# Living In Australia - Impact of Negative Gearing from an Irish Tax Perspective



## BobbyFowler (4 Sep 2011)

Myself and my wife moved to Australia 3 years ago and are currently undergoing a Permanent Residency Application.  This should be granted in the next few weeks.  We own 2 houses in Ireland.  Both houses have been rented out since we moved here.  Neither mortgage is covered by the rent we get.  Australia has a scheme around negative gearing.  With this we can offset losses on our rent shortfall against our tax.  This can only be done by Permanent Residents.  If we were to avail of this we'd have to declare both properties here in Australia.  Can anyone explain the tax implications from an Irish point of view if we were to go down this route?  I'm going to do some research on this end as to the Australian Tax implications.  Thanks.


----------



## hastalavista (4 Sep 2011)

did you not have to make a full declaration of global assets for the Permanent Residency Application?

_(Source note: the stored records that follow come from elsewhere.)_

PR #688, opened 2026-06-24
Fix: Hotkey Conflict Clearing Fix Issue #686

### LINKED ISSUE #686: Hotkey conflict state is not cleared after removing conflicting shortcut
**Description**

When a hotkey conflict is resolved by disabling one of the conflicting shortcuts, the conflict validation is not updated correctly. The hotkey field becomes empty, but it remains marked as conflicting (red border), and the Save button stays disabled.

**To Reproduce**

Steps to reproduce the behavior, e.g.:

1. Go to **Settings**.
2. Open **Keyboard Shortcuts**.
3. Assign a hotkey that is already used by another shortcut.
4. Verify that the conflict warning is displayed.
5. Disable one of the conflicting shortcuts by unchecking its checkbox.
6. Observe that the hotkey field is cleared, but it remains highlighted as a conflict and the Save button stays disabled.

**Expected Behavior:**
The conflict state should be cleared automatically when the conflicting shortcut is disabled, allowing the configuration to be saved.

**Actual Behavior:**
The field remains in a conflicted state even though no hotkey is assigned, and saving remains disabled.

**Workaround**:
Assign a different non-conflicting hotkey to the affected shortcut and then disable it again.

**Screenshots**

Conflicted shortcuts (OK)

Image

After deselect checkbox, still showing text field as red
Image

- OS (e.g., iOS, windows): Linux Manjaro (kernel 6.6.141-1-MANJARO)
- Browser (e.g., chrome, safari): Chrome Version 149.0.7827.102 (Official Build) (64-bit)
- How you've installed Lute (Docker, python, source): Python
- Version: 3.10.1

marcomachado:
closes #686

**Description**
bug when disabling a shortcut did not clear the conflict warning from the remaining shortcut inputs or re-enable the Save button.

**Changes**
**shortcuts.html**

1. Updated the toggle_shortcut function (which runs when a keyboard shortcut's "Enabled" checkbox is toggled) to call _check_dups(). This triggers the duplicate-detection logic and updates validation style and button state dynamically.

### DIFF
--- a/lute/templates/settings/shortcuts.html
+++ b/lute/templates/settings/shortcuts.html
@@ -92,6 +92,7 @@
   function toggle_shortcut(el, text_input_id) {
     let newval = el.checked ? "TBD" : "";
     $(`#${text_input_id}`).val(newval);
+    _check_dups();
   }
 
 </script>
--- a/tests/playwright/playwright.py
+++ b/tests/playwright/playwright.py
@@ -269,3 +269,52 @@ def test_playwright():
     "Run playwright with tests."
     with sync_playwright() as sp:
         run(sp)
+
+
+def test_hotkey_conflict():
+    "Test that disabling a conflicting hotkey clears conflict warning."
+    showbrowser = os.environ.get("SHOW", "") == "true"
+    with sync_playwright() as sp:
+        browser = sp.chromium.launch(headless=not showbrowser)
+        context = browser.new_context()
+        page = context.new_page()
+
+        # Load the shortcuts settings page
+        page.goto("http://localhost:5001/settings/shortcuts")
+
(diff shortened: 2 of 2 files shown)


jzohrab:
Thanks @marcomachado !

your playwright test looks good. There were existing hotkey tests in another spot (https://github.com/LuteOrg/lute-v3/blob/develop/tests/acceptance/reading.feature) and it might be better for these tests to move there, but don’t make any changes. I like the .feature tests, but kind of feel that the feature tests should be using playwright behind the scenes, and so maybe some things should change.  Not sure!

jzohrab:
Confirmed locally that the test fails without the fix, and passes with it.  Thank you @marcomachado for your patience.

It seems crazy that you can hide your net liabilities in Ireland to square the Permanent Residency Application and then expect the Oz taxpayer to subsidize your losses here.


"By allowing ordinary taxpayers to deduct their losses from investing in residential property against their other (mainly wage and salary) income, the current system provides a significant tax incentive for people *to invest in rental accommodation across Australia*. "

from


----------



## Ann1 (5 Sep 2011)

I take it you are on a working visa and not treated as resident in Australia for tax purposes. When you become resident you will have to declare the properties in Ireland on your first Australian tax return as a resident. 
You can claim under negative gearing on the interest only that you pay on both mortgages. 
However if and when you sell the properties you will then come into the realm of Capital Gains Tax....by the Australian Tax Office....if you are still living in Australia and resident for tax purposes.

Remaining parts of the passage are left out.